I am building a Login Page and it works once.
So if I login the first time everything works fine but if I press the logout button and try to login again without refreshing the page I can login with every password I want.
The password I use to compare is from a MySQL database which gets stored temporarily in a rowset. After the comparison I close the rowset and I also tried to assign an empty String to all properties which help with the verification of the user but somehow the password (don’t panic everything is encrypted) the user types in gets stored anywhere.
That’s how I encrypt the users password from the passwordfield:
Var hashValue As String
VAR kSalt AS STRING = “RUEDEjeje#@fj(*”
If it doesn’t work a second time then you’re probably not returning things to the original state, be they variables to check against or whatever. Use system.debuglog and watch your message pane to check that things are as expected during your login process.
So I viewed the password field and the hashvalue of it in de debuglog now. The forst time it displays the password and the hashvalue as expected but surprisingly the second time it only displays a hashvalue different than the one before although it was the same password I typed in.
I am 100% sure that the mistake will be in the hashvalue function. It looks like it would take another String the second time than it did the first time.
Make a tiny little new project with some text boxes for your input, a button to simulate your login and the code you run on the login, no need to go near a database for now, just hard code the data.

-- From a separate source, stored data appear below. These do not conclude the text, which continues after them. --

PR #2295, opened 2026-09-05
refactor(runtime): let platform runtimes list apps and read app state directly

thymikee:
# refactor(runtime): let platform runtimes list apps and read app state directly

## Summary

Two root host adapters, `appInventory` and `appState`, only forwarded a platform call back into
the platform's own package. Before: `apps` and `appstate` left the Apple, Android or Harmony
runtime and crossed into root to reach their own package. After: each runtime makes that
`listApps` / `appState` call through a lazy `import()` inside its package, keeping the deferred
load, the abort threading and the `package`/`bundleId` -> `id` rename. `PlatformRuntimeHost` loses
both keys, so fixtures stop stubbing platforms they do not own. Android `appstate` collapses to one
foreground-focus loop, now shared with limrun.

The Android runtime's new in-package adb calls need the process-wide adb host port bound. The
package declares that dependency instead of hiding it: `createAndroidRuntimeModule({ bindAdbHost })`
awaits the binding before the runtime loads, and the composition root supplies the one binding
implementation (evaluating `src/platform-runtime-android-adb-host.ts`, which binds once). No
registry wrapper, no caller-must-import-first ordering; the binding stays lazy, so the
composition root's eager closure is unchanged.

33 files touched, all inside the runtime/platform boundary.

## Validation

Head `6df2d93627` (typed Android adb-host dependency on top of `558560ab7b`): `src/platform-runtime-android-adb-binding.test.ts` (routed `listApps` and `appState` through the composed gateway) and `packages/platform-android/src/runtime-facade.test.ts` (binding awaited before load; a failing binding keeps the runtime unloaded) green; `vitest related` on the touched modules 221 files / 1402 tests green; `oxlint`, `oxfmt`, `tsc` (root and `packages/platform-android`), `check:layering`, `check:fallow --base origin/main` and the eager-closure budget gate clean.

Tested commit: 558560ab7bf31a11775290ffc842e3c5a886cb7e — pnpm check:affected --run green locally (format, lint, typecheck, layering, di-seams, fallow, mcp-metadata, build, package, integration-node, macos-coverage, vitest-related, integration-progress, replay-compat, daemon-wire-compat, affected-selector, gate-manifest, gate-manifest-model, depgraph, tmpdir-leaks, tmpdir-leaks-model, coverage-model, wire-compat-model, production-exports, bundle-owner-files, fixture-cache, fixture-fallback, command-docs, agent-guidance, xctest-selection, maestro-conformance, mutation-model)

On a booted iPhone 17 Pro simulator and `emulator-5554`, these printed byte-identical
output before and after:

```
$ apps --platform ios --udid F7D6F9A4-...
Showing user-installed apps or deferred provider app assets. Use --all to include system apps on a live device.
AgentDeviceRunnerUITests-Runner (com.callstack.agentdevice.runner.uitests.xctrunner)
AgentDeviceRunner (com.callstack.agentdevice.runner)
Agent Device Tester (com.callstack.agentdevicelab)

$ apps --platform android --serial emulator-5554
Showing user-installed apps or deferred provider app assets. Use --all to include system apps on a live device.
Agentdevicelab (com.callstack.agentdevicelab)

$ appstate --platform android --serial emulator-5554
Foreground app: com.callstack.agentdevicelab
Activity: com.callstack.agentdevicelab.MainActivity
```


thymikee:
Reviewed exact head `558560ab7bf31a11775290ffc842e3c5a886cb7e`. The platform-owned app inventory/state move and behavioral coverage are otherwise sound, but one P2 architecture blocker remains: the new Android route depends on a side-effect-only import of `platform-runtime-android-adb-host.ts`, and the new registry wrapper plus `loadAndroidMechanics` now maintain two separate hidden initialization paths. The paragraph explaining why neither subsumes the other and the import-order regression test are evidence that the dependency is implicit rather than owned. Please expose one typed construction/binding path for the Android runtime's ADB dependency (or otherwise make one owning interface initialize it exactly once), remove the duplicated side-effect setup, and keep the real routed listApps/appState tests. This should not encode another caller-must-import-first invariant.

thymikee:
Addressed in 6df2d93627. The Android runtime module is now constructed with its adb dependency declared in the package's own interface: `createAndroidRuntimeModule({ bindAdbHost })` awaits the binding before the runtime loads, and the composition root supplies the one implementation (evaluating `src/platform-runtime-android-adb-host.ts`, which binds the port exactly once per process). The registry wrapper, its paragraph and the import-order test are gone. A static import at the root was tried first and rejected by the eager-closure budget gate (+8 modules), so the binding stays lazy behind the typed dependency. `loadAndroidMechanics` is unchanged from main; it serves root host ports and SDK surfaces that reach mechanics without a runtime. Kept the routed `listApps` test and added a routed `appState` test through the composed gateway; `runtime-facade.test.ts` pins that the binding is awaited before load and that a failing binding keeps the runtime unloaded.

If it doesn’t come out with expected repeatable data from that test, post a copy of the project here.
That just worked fine as I build this project without the database. I will figure it out myself at this point and I will post a solution when I got one.
I finally found the problem but I really don’t know how to solve it.
The password field actually saves the password from the first login. How do password fields behave in xojo if you close the login page with currentpage.close and open it after the logout with
VAR login As New loginpage
login.show
Because if I want to call an error message at the second login with the wrong password but the true user it always logs in because the password field takes the password from the login before?